John Moss: Abortions should be bought
John Moss, the candidate in Hackney South & Shoreditch in 2005, argues that the best way to reduce abortions is to stop providing them for free on the NHS.
The last week has seen a significant escalation of the debate over abortion. This debate has centred on the limit that should apply to the age of the foetus before abortion is no longer allowed, with many claiming medical advances have made the survival of the foetus much more likely at earlier gestation times. Much has also been made of the increase in the numbers of women having abortions and the comments by Lord Steel - architect of the original 1967 legislation which legalised abortion – suggesting medical abortion had now simply become another form of contraception.
It is this last comment which prompted me to write, because for a long time, I have thought that the debate focuses on the wrong thing, namely the right of a woman to choose to abort and the limits which are placed on that. The former really is a done deal and the latter is far too subjective an assessment to be anything other than a proxy for the former.
Rather, I believe we should be looking at this issue from the perspective of what policy will achieve the result all people might reasonably want to see. Namely, fewer abortions, brought about by a reduction in unplanned pregnancy, whether by a reduction in conceptions because of more widespread and successful use of other methods of contraception, or a simple reduction in sexual activity.
The question I want to pose, which is one which rarely arises, is this. If medical abortion has simply become another form of contraception, should it still be provided free by the state, paid for by other taxpayers?
Given that more than 75% of the 200,000 plus abortions carried out last year were done by the NHS at taxpayer’s expense, this is a legitimate question. At a cost of around £500 a time, the cost to taxpayers of free abortion on the NHS is over £75 million. Not a huge sum in the context of overall NHS spending, but enough to train 1,500 more junior doctors or of making cancer fighting drugs available more widely.
What would the consequences be of ending the policy of offering free abortion on the NHS to all those who can secure a GP recommendation? As Lord Steel has pointed out, the intent of the original act has faded and the test of real risk to the foetus or the mother from continuing the pregnancy is no longer applied and the majority of abortions do now seem to be a simple choice of late contraception.
If we accept this and frame it as an extension of a woman’s right to choose, free of stigma, is this not progress? The corollary of course is that women would be expected to pay. Many will no doubt claim this is another way of driving women back to the back-street abortionists of old. But that begs the question, did they not charge for their services, however crude, and what happens at the non-NHS clinics? They are not free.
The point here is that public health policy ought to be about changing people’s behaviour from something which is harmful to them or society, pace smoking, to something better.
Would it not help a vulnerable teenage girl to make sure her partner used a condom, or to help her back up a straight, “No”, if it was followed up with, “If you get me pregnant, you’ll have to pay”? I expect there would be a rapid decrease in abortion numbers, though probably with a short-term increase in births as some women continue with pregnancies they might otherwise have ended.
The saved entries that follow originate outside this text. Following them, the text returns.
PR #1752, opened 2020-06-19
Fix build application utility

sankarpn:
The fix involves   

- Removing the persistent volumes for mounting application source directory  to the pod , since PV_ROOT is shared only between the Kubernetes nodes. Jenkins client doesn't have access to the PV_ROOT  so its not working in Jenkins runs.

-   Instead of a Kubernetes job the utility will create a WebLogic pod and copies the source application folder to the pod and builds the application.    

- Once built the archives directory is copied back to the local file system for use by the test code.

Results

https://build.weblogick8s.org:8443/job/weblogic-kubernetes-operator-model-in-image-tests/1032

https://build.weblogick8s.org:8443/job/weblogic-kubernetes-operator-kind-new/493/testReport/oracle.weblogic.kubernetes/

### DIFF
--- a/new-integration-tests/src/test/java/oracle/weblogic/kubernetes/utils/BuildApplication.java
+++ b/new-integration-tests/src/test/java/oracle/weblogic/kubernetes/utils/BuildApplication.java
@@ -60,10 +60,9 @@ public class BuildApplication {
    * Build application.
    *
    * <p>The appSrcPath, your application source directory is zipped up and copied to a WebLogic server pod for building.
-   * The application is built under /u01/application inside the pod. If your archives are placed under
-   * /u01/application/build after building, use <b>build</b> as the archiveDistDir param value. This method copies the
-   * folder /u01/application/<b>archiveDistDir</b> to local file system under
-   * WORK_DIR/<b>your_application_name</b>/u01/application/<b>archiveDistDir</b>
+   * If your archives are placed under &lt application_source &gt /build after building, use <b>build</b> as the
+   * archiveDistDir param value. This method copies the folder <b>archiveDistDir</b> to local file system and absolute
+   * path of the <b>archiveDistDir</b> directory is returned by this method.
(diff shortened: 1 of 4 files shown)


new-integration-tests/src/test/java/oracle/weblogic/kubernetes/utils/BuildApplication.java
```diff
@@ -75,233 +52,176 @@
...
    *
-   * @param application path of the application source folder
-   * @param parameters system properties for ant
-   * @param targets ant targets to call
-   * @param namespace name of the namespace to use for pvc
+   * <p>The appSrcPath, your application source directory is zipped up and copied to a WebLogic server pod for building.
+   * The application is built under /u01/application inside the pod. If your archives are placed under
+   * /u01/application/build after building, use <b>build</b> as the archiveDistDir param value. This method copies the
+   * folder /u01/application/<b>archiveDistDir</b> to local file system under
+   * WORK_DIR/<b>your_application_name</b>/u01/application/<b>archiveDistDir</b>
```
bhavaniravichandran, line 66: Can we just copy the ear/war file to WORK_DIR/your_application_name? /u01 is generally in the pod for our weblogic servers. So, it is a bit confusing.

sankarpn: The Kubernetes java api Copy.copyDirectoryFromPod(...) which actually returns the entire absolute path of the directory inside the pod and hence the /u01/application/...

I can get rid of the /u01/application and can form a path like WORK_DIR/applicationName/archiveDistDir ,  since we cannot put a restriction on what output directories the applications build system will use, the archiveDistDir  will be required parameter.

bhavaniravichandran: lgtm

I doubt this trend would last and I firmly believe the long-term effect would be to reduce both abortion and unplanned pregnancies generally, with the positive side-effect of a reduction in sexually transmitted diseases.
I have no medical background and don’t profess any knowledge of obstetrics or gynaecology. Like most people in my position though, I have a view and I do think there remains a need for an upper limit on when a foetus can be aborted and I do think that probably needs to be lower than now, but I do not base that on the viability of the foetus. I believe the decision to end a pregnancy ought to be made as soon as possible on the basis that it was unplanned and is unwanted. That decision ought to be able to be made within 12, or possibly at most 18 weeks. I would allow abortion beyond these limits, but only against much stricter and more strictly applied criteria of real potential harm to the mother’s health or of life-threatening disability to the child, if born.
This is another example of the and theory in practice. We can more liberal in support of a woman’s right to choose to end an unplanned or unwanted pregnancy, and we can be stricter about terminating later term pregnancies. With this, there is also a third and. We can change the way people behave in a way which is better for them and for society.
There is an important point of principle here and that is that people need to be made to face the consequences of their choices and actions. If you insulate them from those consequences, they will make bad choices and do bad things, but they will never learn the error of their ways and will continue to behave badly. Margaret Thatcher displayed an instinctive understanding of this when she faced down the unions by making ordinary members see the folly of unsustainable industrial action, so they stopped supporting it.
Applying similar principles to welfare policies might have similar effects. One thing is clear, efforts by the Labour Government of the last ten years have achieved nothing except an increase in pregnancies outside stable families, abortions and a massive explosion of sexually transmitted diseases, especially amongst the young at whom their condom-fixated message has been targeted. It is time to try a different approach.